Data to examine below:

PR #3222, opened 2025-12-02
Add ability to use variables from grid file in input file expressions

ZedThree:
This adds the ability to read fields (2D and 3D) and doubles\* from the grid file (`mesh:file`) and use them in expressions in the input file, for example to use coordinates directly from the grid generator:

```ini
[input:grid_variables]
rho = field2d
theta = field2d
scale = boutreal

[mesh]
B = (scale / rho) * cos(theta)
```

_\* ints can also be read, but the expression parser only handles doubles_

---

This could also be used for something like region labels to the input file by having hypnotoad make a field which is 1.0 in that region and 0.0 elsewhere:

```python
region_pfr = 1.0 if is_in_pfr else 0.0
```

and using like

```ini
[input:grid_variables]
region_pfr = field2d

[some_source]
function = region_pfr * cos(x) * whatever
```

We could probably also do this in BOUT++ directly, making fields for each boundary region.


dschwoerer (dismissed):
Looks good, thanks for cleaning up 👍

dschwoerer (dismissed):

dschwoerer (dismissed):

bendudson (dismissed):
Thanks @ZedThree ! This looks really useful. I think this is good as-is, but for future if this becomes widely used:
1. These expressions are in the global scope rather than being in the `mesh` namespace.
2. A nice-to-have might be renaming imports analogous to "import x as y" to avoid name conflicts.
These may over-complicate things, so I think this simplest implementation is good.

bendudson:
Hey @ZedThree ! This functionality is really useful :) I had to make the loading lazy to avoid issues where a `FieldFactory` is created during `BoutMesh::load` and before `mesh->get` works.

bendudson:
Sorry, I force-pushed to remove a bad merge with `next`. It introduced all kinds of exciting memory errors.

bendudson:
Probably the easiest way to namespace variables is to append something like "mesh:" (or "input:"?) to the start of the first argument to `addGenerator` here: https://github.com/boutproject/BOUT-dev/blob/field-variable-expression/src/field/field_factory.cxx#L97
i.e.
```
factory.addGenerator(std::string("mesh:" + name, std::make_shared<GridVariable<T>>(&mesh, name));
```
The generator lookup is a simple dictionary key search that happens before any splitting into section names: They only have one namespace.

An alternative is more complex but might simplify code elsewhere: To store fields, or lazily loaded fields, in the `Options` tree and allow them to be used in expressions. Currently only strings can be resolved by `findOption` (https://github.com/boutproject/BOUT-dev/blob/field-variable-expression/src/field/field_factory.cxx#L452) but perhaps that could be extended. Seems like a bigger refactor with more thinking needed.

mikekryjak:
I would support accessing the variables by `region::midplane` for example. People may have custom variables in the input file that could clash with the names, and having a prefix makes it easier to identify these variables as well.

ZedThree:
I've rebased onto `next` and namespaced grid variables under `gridvar:` -- I figure a new section name like that should prevent accidental collisions with existing variables

bendudson (approved):
Thanks @ZedThree !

End of Data to examine.

## Action item
Reproduce verbatim only this range: the first line of the material through the line that contains "2. A nice-to-have", inclusive.

## Response box
PR #3222, opened 2025-12-02
Add ability to use variables from grid file in input file expressions

ZedThree:
This adds the ability to read fields (2D and 3D) and doubles\* from the grid file (`mesh:file`) and use them in expressions in the input file, for example to use coordinates directly from the grid generator:

```ini
[input:grid_variables]
rho = field2d
theta = field2d
scale = boutreal

[mesh]
B = (scale / rho) * cos(theta)
```

_\* ints can also be read, but the expression parser only handles doubles_

---

This could also be used for something like region labels to the input file by having hypnotoad make a field which is 1.0 in that region and 0.0 elsewhere:

```python
region_pfr = 1.0 if is_in_pfr else 0.0
```

and using like

```ini
[input:grid_variables]
region_pfr = field2d

[some_source]
function = region_pfr * cos(x) * whatever
```

We could probably also do this in BOUT++ directly, making fields for each boundary region.


dschwoerer (dismissed):
Looks good, thanks for cleaning up 👍

dschwoerer (dismissed):

dschwoerer (dismissed):

bendudson (dismissed):
Thanks @ZedThree ! This looks really useful. I think this is good as-is, but for future if this becomes widely used:
1. These expressions are in the global scope rather than being in the `mesh` namespace.
2. A nice-to-have might be renaming imports analogous to "import x as y" to avoid name conflicts.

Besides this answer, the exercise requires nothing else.